== Segment start ==

PR #8281, opened 2024-05-02
EIP-7251: Implementing process_consolidation block processing function

### LINKED ISSUE #8150: process_operations process_consolidation
https://github.com/ethereum/consensus-specs/blob/v1.5.0-alpha.0/specs/electra/validator.md#consolidations

lucassaldanha:
## PR Description
Spec reference: https://github.com/ethereum/consensus-specs/blob/dev/specs/electra/beacon-chain.md#new-process_consolidation

Summary:
- Implemented `process_consolidation` function on `BlockProcessorCapella`
- Created method `assertCondition(..)` to make it easier to write assertions as their python spec `assert` counterpart.
- Updated reference-tests OperationTestExecution to include consolidation operations
- Verified `process_consolidation` operations with reference tests for minimal (mainnet tests seem to have an [issue](https://github.com/ethereum/consensus-specs/issues/3739))

## Fixed Issue(s)
fixes #8150

## Documentation

## Changelog

### DIFF
--- a/ethereum/spec/src/main/java/tech/pegasys/teku/spec/logic/common/block/BlockProcessor.java
+++ b/ethereum/spec/src/main/java/tech/pegasys/teku/spec/logic/common/block/BlockProcessor.java
@@ -53,8 +53,7 @@ import tech.pegasys.teku.spec.logic.versions.bellatrix.block.OptimisticExecution
 
 public interface BlockProcessor {
 
-  Optional<OperationInvalidReason> validateAttestation(
-      final BeaconState state, final AttestationData data);
+  Optional<OperationInvalidReason> validateAttestation(BeaconState state, AttestationData data);
 
   BeaconState processAndValidateBlock(
       SignedBeaconBlock signedBlock,
@@ -124,10 +123,10 @@ public interface BlockProcessor {
       throws BlockProcessingException;
 
   void processDepositWithoutCheckingMerkleProof(
-      final MutableBeaconState state,
-      final Deposit deposit,
-      final Optional<Object2IntMap<BLSPublicKey>> maybePubkeyToIndexMap,
-      final boolean signatureAlreadyVerified);
+      MutableBeaconState state,
+      Deposit deposit,
+      Optional<Object2IntMap<BLSPublicKey>> maybePubkeyToIndexMap,
+      boolean signatureAlreadyVerified);
 
   void processVoluntaryExits(
       MutableBeaconState state,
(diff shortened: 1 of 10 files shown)


ethereum/spec/src/main/java/tech/pegasys/teku/spec/logic/versions/electra/block/BlockProcessorElectra.java
```diff
@@ -335,6 +344,105 @@ public void processDepositReceipts(
...
+          sourceValidator.getExitEpoch().equals(FAR_FUTURE_EPOCH),
+          "Source validator in consolidation is exiting");
+      assertCondition(
+          targetValidator.getExitEpoch().equals(FAR_FUTURE_EPOCH),
+          "Target validator in consolidation is exiting");
+
+      // Consolidations must specify an epoch when they become valid; they are not valid before then
+      assertCondition(
+          currentEpoch.isGreaterThanOrEqualTo(consolidation.getEpoch()),
+          "Consolidation must have activation epoch in the future");
```
rolfyone: This is more like
"Consolidation must have an activation epoch no greater than current epoch"

ethereum/spec/src/main/java/tech/pegasys/teku/spec/logic/versions/electra/block/BlockProcessorElectra.java
```diff
@@ -335,6 +344,105 @@ public void processDepositReceipts(
...
+          "Source validator in consolidation must have execution withdrawal credentials");
+      assertCondition(
+          predicatesElectra.hasExecutionWithdrawalCredential(targetValidator),
+          "Target validator in consolidation must have execution withdrawal credentials");
+      // Verify the same withdrawal address
+      assertCondition(
+          sourceValidator
+              .getWithdrawalCredentials()
+              .equals(targetValidator.getWithdrawalCredentials()),
+          "Source and Target validators in consolidation must have the same withdrawal credentials");
```
rolfyone: this is more complicated, comparing the eth address portion of it only - it may be worth having a helper that just extracts that (we might have one...)
the reason is target may be already 0x02 so in that case this check would fail

ethereum/spec/src/main/java/tech/pegasys/teku/spec/logic/common/block/BlockProcessor.java
```diff
@@ -177,6 +179,10 @@ void processExecutionLayerWithdrawalRequests(
       final Supplier<ValidatorExitContext> validatorExitContextSupplier)
       throws BlockProcessingException;
 
+  void processConsolidations(
+      MutableBeaconState state, final SszList<SignedConsolidation> consolidations)
```
rolfyone: we dont usually go final on interfaces, but either way consistency probably good.... both final or both not...

rolfyone (approved):
LGTM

== Segment end ==

Go through the records from the first line and copy each one exactly, ending after the line that contains "## PR Description". Give nothing else.

PR #8281, opened 2024-05-02
EIP-7251: Implementing process_consolidation block processing function

### LINKED ISSUE #8150: process_operations process_consolidation
https://github.com/ethereum/consensus-specs/blob/v1.5.0-alpha.0/specs/electra/validator.md#consolidations

lucassaldanha:
## PR Description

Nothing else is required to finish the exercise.